Violences domestiques au Tadjikistan

Dans un rapport publié le mardi 24 novembre 2009 intitulé "Violence is not just a family affair : Women face abuse in Tajikistan", Amnesty International évoque les violences physiques, psychologiques et sexuelles auxquelles les femmes tadjikes sont confrontées au sein du cercle familial. Le document fait également état de l’absence de mesures et de l’indifférence de la part des autorités face aux violences domestiques, dénuées d’importance, dépourvues de poursuites pénales et ramenées à de simples "affaires de familles".

L’étude d’Amnesty International sur la violence à l’égard des femmes, notamment au sein de la famille, révèle que ces faits sont très répandus au Tadjikistan.
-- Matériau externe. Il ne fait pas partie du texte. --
PR #10867, opened 2017-10-23
FIX: bare functions in callback registry on bogus unregister

tacaswell:
7de483b5fdaa99fa289b418ce0efc5102287ba64 added checking for the case
where the callback was wrapped by backcall, however if there are
un-wrapped functions registered and a non-registered function is
attempted to be unregistered then this fails by raise an uncaught
AttributeError.

Where should a test for this go?

### DIFF
--- a/IPython/core/events.py
+++ b/IPython/core/events.py
@@ -69,8 +69,11 @@ class EventManager(object):
 
         # Remove callback in case ``function`` was adapted by `backcall`.
         for callback in self.callbacks[event]:
-            if callback.__wrapped__ is function:
-                return self.callbacks[event].remove(callback)
+            try:
+                if callback.__wrapped__ is function:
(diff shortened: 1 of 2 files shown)


takluyver:
Thanks! Tests in `IPython.core.tests.test_events`, please.

tacaswell:
I can drop the last commit if you want, just being a difficult busy body / making my editor less angry....

takluyver:
The wrapping is fine, but can you fix the test? ;-)

tacaswell:
cargo-culted how to test raising....

takluyver:
Needs a bit more cargo ;-)

```python
import nose.tools as nt
```

tacaswell:
3rd times the charm?

takluyver:
Seems it is!

PR #10868, opened 2017-10-23
ENH: add the non-interactive backends

tacaswell:
For completeness and to support future work of the Figure class having
`_repr_*_` methods.


takluyver:
Seems reasonable. I'll merge soon if no-one objects.

Issue #10869, opened 2017-10-24
Docs for IPython.sphinxext.ipython_directive


shoyer:
This module is still documented [internally](https://github.com/ipython/ipython/blob/master/IPython/sphinxext/ipython_directive.py), but I can't find a public doc page for it anymore in the latest release.

The most recent page I can find is for IPython 3, which is several years old at this point:
https://ipython.org/ipython-doc/3/api/generated/IPython.sphinxext.ipython_directive.html

takluyver:
The API docs generator excludes it with a comment that "This isn't API", which is kind of true. But we can include the module docstring into a page somewhere.

takluyver:
#10870 adds it

PR #10870, opened 2017-10-24
Document IPython.sphinxext

takluyver:
It's not really API, but it's actually got quite a detailed docstring, which it's worth exposing in the docs.

Closes gh-10869


shoyer:
Thanks @takluyver !

PR #10878, opened 2017-11-02
Fix GUI integration for support for pyqt5 apps that import QtWebEngineWidgets 

### LINKED ISSUE #10877: QTC qt5 integration broken for pyqt5 apps that import QtWebEngineWidgets
The `%gui qt5` magic plugs the IPython QtConsole into the Qt/pyqt5 event loop, so that PyQt5 application can be run from within IPython without blocking the kernel.

QT5 include the new modules QtWebEngine/QtWebEngineWidgets for displaying web content.
Loading a PyQt5 application within IPython currently throws with:
```
QtWebEngineWidgets must be imported before a QCoreApplication instance is created 
```

It seems IPython QtC creates a `QCoreApplication` without first importing `QtWebEngineWidgets`, so by the time the user's code tries to import  `QtWebEngineWidgets`, it's too late.

Problem code to [here](https://github.com/ipython/ipython/blob/53c132361f3ba145f93b9836fa26d328e6f7136e/IPython/external/qt_loaders.py#L265).

JeremySikes73:
closes https://github.com/ipython/ipython/issues/10877

### DIFF
--- a/IPython/external/qt_loaders.py
+++ b/IPython/external/qt_loaders.py
@@ -263,6 +263,13 @@ def import_pyqt5():
     import sip
 
     from PyQt5 import QtCore, QtSvg, QtWidgets, QtGui
+    try:
+        # If QtWebEngineWidgets will be used, Qt5 requires that it be imported
+        # before any QCoreApplication instance is created.
+        from PyQt5 import QtWebEngineWidgets
+    except ImportError:
+        # Not available, so the user can't use it anyway - Ignore.
+        pass
 
     # Alias PyQt-specific functions for PySide compatibility.
     QtCore.Signal = QtCore.pyqtSignal
--- a/IPython/external/qt_loaders.py
+++ b/IPython/external/qt_loaders.py
@@ -258,7 +258,7 @@ def import_pyqt5():
     """
     Import PyQt5
 
-    ImportErrors rasied within this function are non-recoverable
+    ImportErrors raised within this function are non-recoverable
     """
     import sip
 


takluyver:
It doesn't seem ideal to load it regardless of whether or not it's needed. @ccordoba12 , you use Qt more than most of us - it would be good to get your thoughts.

JeremySikes73:
In terms of ease of use, it *is* ideal. The cost is about 100MB of memory (size of the DLL) iff qt5 integration is requested. QWebEngine is the qt5 replacement of QtWebkit, the "Qt web view" widget. I expect it's fairly common in modern Qt Applications.

There are two alternatives:
1. Change the `%gui` magic to take arguments. This would also require changes to to config file, so the change can be made permanent.
2. Use a hack like:
```python
IPYTHON=1

def ensure_QApp(*args,**kwargs):
    app=None
    app = QApplication.instance() or QApplication([''])

    if IPYTHON:
        try:
            import IPython.terminal.pt_inputhooks.qt as ipqt
            ipqt._appref = app
        except:
            pass
    return app

app = ensure_QApp([''])
window = None

def main():
    global app, window
    window = MyMainWindow() 
    window.show() 

if __name__ == '__main__':  
    main()  
    app.exec_()  
```

Then, in IPython:
```
>>> import myapp # create the QApplication and shove it into IPython internals
>>> %gui qt5 # activate integration, will use the event loop of OUR QApplication
>>> foo.main() # show the main window, doesn't block now
```

This is cumbersome, touches IP internals, requires IP-specific changes to the application and the little dance has to be redone on every kernel restart. It doesn't require changes to IP though.

takluyver:
100 MB of memory is quite a lot, and I think plenty of Qt code doesn't need a web engine, e.g. matplotlib's Qt backend probably doesn't.

Maybe an easy if ugly workaround is to make a `%gui qt5-web` option that loads QWebEngine.

Carreau:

On estime que 30 à 50 % des femmes sont régulièrement soumises à des violences physiques, psychologiques ou sexuelles par leur mari ou leurs beaux-parents.
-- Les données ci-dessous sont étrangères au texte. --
PR #10883, opened 2017-11-03
Fix broken jedi auto-completion with newest jedi

### LINKED ISSUE #10882: IPython 6.2.1 breaks dictionary greedy completion
Using IPython v6.2.0 and setting `c.Completer.greedy = True` in the ipython_config.py, I had been able to auto complete dictionary keys like this:
```
# define some dictionary
D = { 'a': 1, 'b': 2, 'c': 3 }
```
Now, hitting D[<tab> showed me relevant completion:
```
D['a']
D['b']
D['c']
```

With version v6.2.1 the list of completion is much longer showing me the list of all globals and builtins. There are still dictionary keys in the completion list, but they are at the end of the list.

I liked the previous behaviour and used it a lot, now it's not as useful anymore.

barlik:
Inside `IPCompleter:_jedi_matches()`, we're including `jedi.parser.tree`, which has been removed from jedi version 0.11. As a **temporary fix**, specify jedi 0.10 as a requirement. This fixes: https://github.com/ipython/ipython/issues/10882

### DIFF
--- a/IPython/core/completer.py
+++ b/IPython/core/completer.py
@@ -1350,7 +1350,13 @@ class IPCompleter(Completer):
 
         try:
             # should we check the type of the node is Error ?
-            from parso.tree import ErrorLeaf
+            try:
+                # jedi >= 0.11
+                from parso.tree import ErrorLeaf
+            except ImportError:
+                # jedi < 0.11
+                from jedi.parser.tree import ErrorLeaf
+
             next_to_last_tree = interpreter._get_module().tree_node.children[-2]
             completing_string = False
             if isinstance(next_to_last_tree, ErrorLeaf):
--- a/IPython/core/completer.py
+++ b/IPython/core/completer.py
@@ -1350,11 +1350,11 @@ class IPCompleter(Completer):
 
         try:
             # should we check the type of the node is Error ?
-            from jedi.parser.tree import ErrorLeaf
+            from parso.tree import ErrorLeaf
             next_to_last_tree = interpreter._get_module().tree_node.children[-2]
             completing_string = False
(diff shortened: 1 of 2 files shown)


takluyver:
Thanks!

Carreau:
I'll recheck later, but I'm pretty sure there are many other part that do
work with Jedi  > 0.11, and work way better than with 0.11 or below.

Happy to do that as a stopgap, but we should not forget to fix it instead
of pinning Jedi.

I won't have much time to review before next week.

barlik:
@Carreau This is just a temporary regression fix and should ideally disappear within the next couple of days.

I'll have a look over the weekend and try to create a proper solution. But firstly I need to get familiar with the jedi codebase. Hopefully it won't take too long.

takluyver:
If you're going to investigate this weekend, let's leave this open but not merge it for now - it's unlikely that there will be a release of IPython in that time anyway.

barlik:
It turned out that the fix has been much simpler than what I have expected. The parser package hasn't been removed, but just refactored into a separate package called `parso` on which jedi itself is dependent.

ccordoba12:
Please make the fix so that both Jedi 0.10 and 0.11 are supported. Else, through our dependency on IPython, Spyder will also end up depending on `>=0.11` as well, but we want to give our users the possibility to use 0.10 as well.

barlik:
@ccordoba12 done

Carreau:
Thanks, that's look good to me; I really appreciate you looking into jedi/parso; I was aware David had split the two but was just missing the time to find what the new API was. 

Thanks !

Issue #10889, opened 2017-11-08
Nbcovert-pdfvialatex-table format


Rhadadi:
When I export as pdf via latex from jupyter notebook menu, it creates a nice pdf documents but Pandas output tables do not produced nice. Is there any way that I customise the table format, like the font size, headers, ...?

takluyver:
[Pandas options](http://pandas.pydata.org/pandas-docs/stable/options.html#available-options) include some settings to control its latex output - look for the ones starting `display.latex`

Rhadadi:
Thanks, Thomas!

takluyver:
You can register a custom Latex formatter to produce whatever you want. The code would look something like this:

```python
import pandas as pd

def dataframe_latex(df):
    return '... latex ...'

get_ipython().display_formatter.formatters['text/latex'].for_type(
    pd.DataFrame, dataframe_latex)
```

You might want to look at pandas' `DataFrame.to_latex()` method as a base for writing your own formatter.

Rhadadi:
Thank you for your detailed comment.

takluyver:
No problem. I've opened PR #10890 to have an example of registering a formatter function in the docs.

PR #10890, opened 2017-11-10
Extend docs on customising object display

takluyver:
I just answered a question on #10889 with information that I should be able to point to in the docs, but I couldn't find it anywhere. So here's a bit more information on customising how objects are displayed.

### DIFF
--- a/docs/source/config/integrating.rst
+++ b/docs/source/config/integrating.rst
@@ -19,6 +19,8 @@ returns a list of objects which are possible keys in a subscript expression
 .. versionadded:: 5.0
    Custom key completions
 
+.. _integrating_rich_display:
+
 Rich display
 ============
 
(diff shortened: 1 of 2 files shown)


docs/source/config/integrating.rst
```diff
@@ -40,6 +40,38 @@ For example::
...
+
+    def foo_html(obj):
+        return '<marquee>Foo object %s</marquee>' % obj.name
+
+    html_formatter = get_ipython().display_formatter.formatters['text/html']
+    html_formatter.for_type(Foo, foo_html)
+
+    # Or register a type without importing it - this does the same as above:
+    html_formatter.for_type_by_name('bar.Foo', foo_html)
+
```
Carreau: I think these are also documented in the `display()` docstring. Should it be cross linked there ?

Carreau (approved):
+1, feel free to merge if you want to add the crosslink to display later.

docs/source/config/integrating.rst
takluyver: Done.

Carreau: Sweet, last read and merge.

Issue #10903, opened 2017-11-16
Key completion on class


DavidMStraub:
The dictionary key completion feature and the possibility to define custom completion methods via `_ipython_key_completions_` are great, but I have a use case where it doesn't work: I have a class that keeps track of its instances, that all have (string) names, via a dictionary attribute. By defining `__getitem__` on the class's metaclass, I can access instances via their name like so:

```python
my_instance = NamedInstanceClass['name of my instance']
```

[See here for the definition](https://github.com/flav-io/flavio/blob/master/flavio/classes.py#L18-L68). Now, the reason why key completion doesn't work in this case are [these two lines](https://github.com/ipython/ipython/blob/master/IPython/utils/dir2.py#L63-L64) in `dir2` that exclude completion for classes. Indeed if I monkey-patch that method like

```python
def my_getattr(obj, method):
    return getattr(obj, method, None)
IPython.core.completer.get_real_method = my_getattr
```

then key completion works perfectly by defining a class method

```python
@classmethod
def _ipython_key_completions_(cls):
  return cls.instances.keys()
```

on the `NamedInstanceClass`.

If you agree that this is something that should/can be fixed, I would be happy to submit a PR.

System info:
```python
{'commit_hash': 'ca5443062',
 'commit_source': 'installation',
 'default_encoding': 'UTF-8',
 'ipython_path': '/usr/local/lib/python3.6/dist-packages/IPython',
 'ipython_version': '6.2.1',
 'os_name': 'posix',
 'platform': 'Linux-4.13.0-17-generic-x86_64-with-Ubuntu-17.10-artful',
 'sys_executable': '/usr/bin/python3',
 'sys_platform': 'linux',
 'sys_version': '3.6.3 (default, Oct  3 2017, 21:45:48) \n[GCC 7.2.0]'}
```

takluyver:
I did a bit of git-blaming: the check was added in #7006, and it did fix some problems at the time.

I think the nature of Python can make it tricky to tell whether we're getting a class method or an unbound instance method, especially where different types of classes are involved (e.g. classes from compiled modules).

@minrk do you remember more about your thinking at the time you wrote the check?

minrk:
I suspect the check I added was naïve, not handling the case of classes properly. But #7006 is about display methods, not completer methods, though the logic is probably similar and with similar reasoning behind it.

[...]

PR #10905, opened 2017-11-16
Allow key completion for classes (#10903)

DavidMStraub:
Based on the discussion in #10903 (if I understood it correctly), I made a simple-minded modification of `get_real_method`: instead of ignoring methods when `obj` is a class, it is now only ignored if it is not a class method (i.e. if it is not an instance of `types.MethodType`).

I also added a unit test with a stripped-down version of my concrete use case

### DIFF
--- a/IPython/core/tests/test_completer.py
+++ b/IPython/core/tests/test_completer.py
@@ -939,6 +939,34 @@ def test_object_key_completion():
     nt.assert_in('qwick', matches)
 
 
+class NamedInstanceMetaclass(type):
+    def __getitem__(cls, item):
+        return cls.get_instance(item)
+
+class NamedInstanceClass(object, metaclass=NamedInstanceMetaclass):
+    def __init__(self, name):
+        if not hasattr(self.__class__, 'instances'):
+            self.__class__.instances = {}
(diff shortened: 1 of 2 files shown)


Carreau:
Thanks for the pull request and thanks for the patience waiting for review, I was/am traveling and have low bandwidth. There seem to be some spurious test failure; I'll restart the build to see if they were random, and will review the code. Thanks !

Carreau:
Looks fine with a quick review. I'll try to understand it more in depth later.

As a side note, can you please deactivate the auto-trimming of trailing white-space of your editor. We don't mind trimming white-spaces, but when it's all-over it tends to screw git-blame and auto-backport. While in a perfect wold it wold be good to have it, until our code base is clean we try to only modify wite-space to lines close enough to code we change. 

Thanks !

DavidMStraub:
Oh, right. I restored the whitespace and did a rebase. Diff looks better now.

takluyver:
Thanks @DavidMStraub !

Carreau:
Thanks @takluyver for taking care of this. Apologies it completely fell under my radar. 

Thanks @DavidMStraub for contributing !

A cela, plusieurs facteurs sont sources de l’ampleur du problème :
Après l’effondrement de l’Union soviétique, les valeurs traditionnelles tadjikes se sont vues être renforcées. En conséquence, des discriminations supplémentaires se sont vues leur être imposées, réduisant leur identité à celle d’épouse ou de mère et les reléguant aux emplois les moins rémunérés du marché du travail, ayant pour effet de les rendre dépendantes de la famille de leur époux sur le plan économique.
Certaines d’entre elles ont indiqué à Amnesty International qu’à leur arrivée au domicile de leurs beaux-parents après le mariage, il arrive qu’elles soient brutalisées non seulement par leur mari, mais aussi par leurs beaux-parents, notamment par les belles-mères, qui ont parfois subi le même sort.
Ce statut d’infériorité, faisant des femmes tadjikes "propriété" du mari et de la belle famille est minimisé par les autorités ayant pour habitude de préconiser la réconciliation, renforçant ainsi leur humiliation et leur soumission.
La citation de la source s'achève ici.